ESPECTáCULOS
› “EL DESCANSO”, DE ROSELL, MORENO Y TAMBORNINO
Una metáfora de la Argentina
La película dirigida por tres egresados de las primeras “Historias breves” refleja un país en donde todo es un botín a repartir. “La habitación del pánico” pone en escena un miedo clásico: la intrusión al santuario familiar.
› Por Luciano Monteagudo
“Todos tenemos derecho a morder un poco”, reflexiona como al pasar uno de los personajes de El descanso. Y esa frase, dicha con la naturalidad que se desprende de un hecho consumado, viene a resumir el espíritu que anima a la colorida fauna nativa que habita en el largometraje escrito y dirigido a seis manos por Ulises Rosell, Rodrigo Moreno y Andrés Tambornino, una fraternidad nacida al calor de las primeras y legendarias Historias breves. Premiado en la edición del Festival de Buenos Aires del año pasado (lo que le permitió luego presentarse en la Mostra de Venecia), El descanso arranca como una road movie, con dos amigos atravesando las rutas argentinas a bordo de un trajinado Toyota Celica. Pero a poco de andar, durante la secuencia inicial, Freddy (Juan Ignacio Machado) y Oswald (Fernando Miasnik) chocan –literalmente– con un signo de los tiempos: un enorme cartel vacío, que habla de una prosperidad que, si alguna vez fue tal, hace tiempo que se la llevó el viento.
Freddy y Oswald no tardan en descubrir que esa parada a la que los obliga el destino les reserva otras sorpresas. Con el auto fuera de combate, no les queda más remedio que refugiarse en el pueblo más cercano, donde se enteran de la existencia de un viejo, imponente hotel termal, que parece abandonado. Mientras el bueno de Osvaldito se dedica a dormir, el pujante Freddy no le da tregua a su imaginación. Y la pone en marcha. A la mañana compra a precio de remate la vajilla inglesa con monograma del hotel, llamado precisamente “El descanso”. A la noche ya se instala allí, como si fuera suyo. Y a la mañana siguiente, sin pedirle permiso a nadie, inicia con la ayuda de algunos perplejos locales, las pocas refacciones que harán de esa ruina un complejo turístico. Freddy llama a eso “progreso”. Total, lo único que le hace falta es conseguir “un documento, alguna firma”.

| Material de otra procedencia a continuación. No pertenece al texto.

PR #32840, opened 2021-05-22
Audit Log at Login - Check the content-type header having charset as well which is set by Dashboard UI

prachidamle:
https://github.com/rancher/rancher/issues/32588

### DIFF
--- a/pkg/auth/audit/audit.go
+++ b/pkg/auth/audit/audit.go
@@ -110,7 +110,7 @@ func newAuditLog(writer *LogWriter, req *http.Request) (*auditLog, error) {
 	contentType := req.Header.Get("Content-Type")
 	loginReq := isLoginRequest(req.RequestURI)
 	if writer.Level >= levelRequest || loginReq {
-		if bodyMethods[req.Method] && contentType == contentTypeJSON {
+		if bodyMethods[req.Method] && strings.HasPrefix(contentType, contentTypeJSON) {
 			reqBody, err := readBodyWithoutLosingContent(req)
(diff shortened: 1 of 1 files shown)


pkg/auth/audit/audit.go
```diff
@@ -110,7 +111,7 @@ func newAuditLog(writer *LogWriter, req *http.Request) (*auditLog, error) {
 	contentType := req.Header.Get("Content-Type")
 	loginReq := isLoginRequest(req.RequestURI)
 	if writer.Level >= levelRequest || loginReq {
-		if bodyMethods[req.Method] && contentType == contentTypeJSON {
+		if bodyMethods[req.Method] && (contentType == contentTypeJSON || contentType == contentTypeJSONCharset) {
```
aiyengar2, line 114: Any reason why we can't just check the prefix?
```suggestion
		if bodyMethods[req.Method] && strings.HasPrefix(contentType, contentTypeJSON) {
```

aiyengar2 (changes requested):

pkg/auth/audit/audit.go
prachidamle: Can do that, dint want to change it since this code seems to be existing for quite a while. But makes sense to check prefix.

dramich: I agree with @aiyengar2's suggestion.

dramich (dismissed):

dramich (approved):

aiyengar2 (approved):
LGTM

Hay algo muy argentino en El descanso que no tiene que ver sólo con el habla de sus personajes, muy bien observada y registrada. Sin caer necesariamente en el estereotipo, estos personajes son –como sucedió en su momento con el cine del italiano Dino Risi– muy representativos de esa lacra llamada “ser nacional”. Freddy, por caso, es el típico emprendedor porteño, uno de esos caraduras que siempre van un paso adelante, no importa a quién dejen atrás. Su antagonista es el doctor McDonell (Raul Urtizberea), un abogado chanta, lleno de labia y de mañas, que ha hecho del pueblo y de “El descanso” su feudo particular. Detrás de uno y otro, se encolumnan todo tipo de figuras de distinto pelaje, lo suficientemente excéntricas como para que la película no se convierta en una mera radiografía social (es particularmente divertido el “divulgador social” que compone José Palomino Cortez, con una verba que parece la de un locutor radial de los años ‘40). Bandos en pugna, apropiaciones ilegales, fronteras difusas, chicanas y arreglos bajo la mesa: todo forma parte en El descanso de un paisaje tan folklórico y familiar como ese remate en el que se liquida desde el cuero de una oveja hasta la vajilla ajena. La frase que pronuncia en un momento, sorpresivamente, Urtizberea para zanjar una disputa (“Este viejo adversario hoy despide a un amigo”) remite a su vez al rancio contubernio argentino, que nunca ha dejado de tener vigencia. Es una pena que el ritmo inicial, la gracia de los diálogos, la sólida homogeneidad de la primera hora de película se vayan diluyendo hacia el final, con la fantasmagórica aparición del verdadero dueño del hotel. La metáfora, sin embargo, sigue funcionando: el país como un melancólico botín al que nadie le da descanso.